BEGIN EXTRACTED INFORMATION

PR #97, opened 2020-11-18
Type definition review - Optional

lancetipton:
**Ticket**: [ZEN-449](https://jira.simpleviewtools.com/browse/ZEN-449)

## Context

* Events Force has sent us a types definition file which includes some optional props
* We need to ensure all optional props are not required within the Sessions Component

## Goal

* Ensure optional props do not throw errors when not passed

## Updates

* `src/actions/attendees/initSortedAttendees.js`
  * Made `tickets` && `bookedTickets` optional
* `src/actions/attendees/setAttendeesByTicket.js`
  * Added validation helper, that only validates when the passed in prop exists
  * Otherwise sets it to an empty object
  * Added defaults for the alert prop
* `src/mocks/eventsforce/bookingStates/index.js` && `src/mocks/eventsforce/bookingStates/optionalTickets.js`
  * Added extra booking state to test optional props

## Testing
* Run the docker package => `keg evf pack run docker.pkg.github.com/simpleviewinc/keg-packages/tap:zen-449-type-def-review`
* Navigate to http://evf-zen-449-type-def-review.local.kegdev.xyz/
* Open the testData editor, and switch to `optionalTickets-group-optionalTickets`
  * Looks like this => http://snpy.in/APSYaq
* Hit the Apply Changes button
* Open the testData editor again and inspect the test data, and ensure the `tickets` && `bookedTickets` keys do not exist
  * Looks like this => http://snpy.in/dz2cn6
* Check the browser inspector, and ensure no errors were logged
* Ensure the site works as expected


src/actions/attendees/setAttendeesByTicket.js
```diff
@@ -1,26 +1,38 @@
 import { Values, ActionTypes } from 'SVConstants'
 import { dispatch } from 'SVStore'
-import { isArrMap, validate } from '@keg-hub/jsutils'
+import { isArrMap, validate, noOpObj } from '@keg-hub/jsutils'
```
daniel112, line 3: marking a random file for comment.  i wish github would make it so you can  have a reply chain on PR comment and not just file comments..

Even though these 2 props are optional. not passing them in makes Group Booking Modal not display any data.
I just want to verify that this is expected. so these props are optional, but also technically required for group booking modal to work? @mpcarolin 
```Javascript
  bookedTickets?: EfBookedTicketInterface[] // Used to link the bookedTicketIdentifier for the attendee to the actual ticket
  tickets?: EfTicketInterface[] //Used to get the name of the tickets
​
```

daniel112 (commented):
tested for these optional props:
```Javascript
  bookedTickets?: EfBookedTicketInterface[] // Used to link the bookedTicketIdentifier for the attendee to the actual ticket
  tickets?: EfTicketInterface[] //Used to get the name of the tickets
​
  onSessionBookingRequest?: (
    sessionIdentifer: EfSessionIdentifier,
    attendeeBookedTicketIdentifiers: EfBookedTicketIdentifier[]
  ) => void
​
  alert?: EfAlert
```

App still works and does not throw error or break

got 1 question about group booking

src/actions/attendees/setAttendeesByTicket.js
mpcarolin: Yes, without `bookedTickets` and `tickets`, the group booker has no way to determine which groups the attendees should be organized into.

This optionality only makes sense when the app is in single-booking mode. In that case, the group booking modal wouldn't open, so they wouldn't be needed.

daniel112 (approved):

mpcarolin (changes requested):
Passed the testing instructions.

However, if you navigate directly to: http://evf-zen-449-type-def-review.local.kegdev.xyz/?state=optionalTickets-group-optionalTickets, then attempt to open a group booking modal, the app will throw and error and crash (due to undefined tickets). 

This doesn't happen in the test-case where you switch to the state using the apply button, because the `bookedTickets` and `tickets` categories actually aren't getting removed from the store for some reason. You can see in the redux dev tool that both categories are still there. The group booker is empty only because the `attendeesByTicket` map does get properly set to an empty object.

By navigating directly to that state, the `bookedTickets` and `tickets` categories never get set, though, and a few functions still seem to depend on them.

So, there seems to be a separate issue in our `mapSessionsInterface` function that isn't actually overwriting categories if they change to undefined.

For this ticket, I think that we should just prevent it from crashing when this data state arises, even if it's not a state that they should be sending us.

mpcarolin (approved):
Looks good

END EXTRACTED INFORMATION

◆ **WORK INSTRUCTIONS**:
From the data above, output every line exactly.

◆ **REPLY**:
PR #97, opened 2020-11-18
Type definition review - Optional

lancetipton:
**Ticket**: [ZEN-449](https://jira.simpleviewtools.com/browse/ZEN-449)

## Context

* Events Force has sent us a types definition file which includes some optional props
* We need to ensure all optional props are not required within the Sessions Component

## Goal

* Ensure optional props do not throw errors when not passed

## Updates

* `src/actions/attendees/initSortedAttendees.js`
  * Made `tickets` && `bookedTickets` optional
* `src/actions/attendees/setAttendeesByTicket.js`
  * Added validation helper, that only validates when the passed in prop exists
  * Otherwise sets it to an empty object
  * Added defaults for the alert prop
* `src/mocks/eventsforce/bookingStates/index.js` && `src/mocks/eventsforce/bookingStates/optionalTickets.js`
  * Added extra booking state to test optional props

## Testing
* Run the docker package => `keg evf pack run docker.pkg.github.com/simpleviewinc/keg-packages/tap:zen-449-type-def-review`
* Navigate to http://evf-zen-449-type-def-review.local.kegdev.xyz/
* Open the testData editor, and switch to `optionalTickets-group-optionalTickets`
  * Looks like this => http://snpy.in/APSYaq
* Hit the Apply Changes button
* Open the testData editor again and inspect the test data, and ensure the `tickets` && `bookedTickets` keys do not exist
  * Looks like this => http://snpy.in/dz2cn6
* Check the browser inspector, and ensure no errors were logged
* Ensure the site works as expected


src/actions/attendees/setAttendeesByTicket.js
```diff
@@ -1,26 +1,38 @@
 import { Values, ActionTypes } from 'SVConstants'
 import { dispatch } from 'SVStore'
-import { isArrMap, validate } from '@keg-hub/jsutils'
+import { isArrMap, validate, noOpObj } from '@keg-hub/jsutils'
```
daniel112, line 3: marking a random file for comment.  i wish github would make it so you can  have a reply chain on PR comment and not just file comments..

Even though these 2 props are optional. not passing them in makes Group Booking Modal not display any data.
I just want to verify that this is expected. so these props are optional, but also technically required for group booking modal to work? @mpcarolin 
```Javascript
  bookedTickets?: EfBookedTicketInterface[] // Used to link the bookedTicketIdentifier for the attendee to the actual ticket
  tickets?: EfTicketInterface[] //Used to get the name of the tickets
​
```

daniel112 (commented):
tested for these optional props:
```Javascript
  bookedTickets?: EfBookedTicketInterface[] // Used to link the bookedTicketIdentifier for the attendee to the actual ticket
  tickets?: EfTicketInterface[] //Used to get the name of the tickets
​
  onSessionBookingRequest?: (
    sessionIdentifer: EfSessionIdentifier,
    attendeeBookedTicketIdentifiers: EfBookedTicketIdentifier[]
  ) => void
​
  alert?: EfAlert
```

App still works and does not throw error or break

got 1 question about group booking

src/actions/attendees/setAttendeesByTicket.js
mpcarolin: Yes, without `bookedTickets` and `tickets`, the group booker has no way to determine which groups the attendees should be organized into.

This optionality only makes sense when the app is in single-booking mode. In that case, the group booking modal wouldn't open, so they wouldn't be needed.

daniel112 (approved):

mpcarolin (changes requested):
Passed the testing instructions.

However, if you navigate directly to: http://evf-zen-449-type-def-review.local.kegdev.xyz/?state=optionalTickets-group-optionalTickets, then attempt to open a group booking modal, the app will throw and error and crash (due to undefined tickets). 

This doesn't happen in the test-case where you switch to the state using the apply button, because the `bookedTickets` and `tickets` categories actually aren't getting removed from the store for some reason. You can see in the redux dev tool that both categories are still there. The group booker is empty only because the `attendeesByTicket` map does get properly set to an empty object.

By navigating directly to that state, the `bookedTickets` and `tickets` categories never get set, though, and a few functions still seem to depend on them.

So, there seems to be a separate issue in our `mapSessionsInterface` function that isn't actually overwriting categories if they change to undefined.

For this ticket, I think that we should just prevent it from crashing when this data state arises, even if it's not a state that they should be sending us.

mpcarolin (approved):
Looks good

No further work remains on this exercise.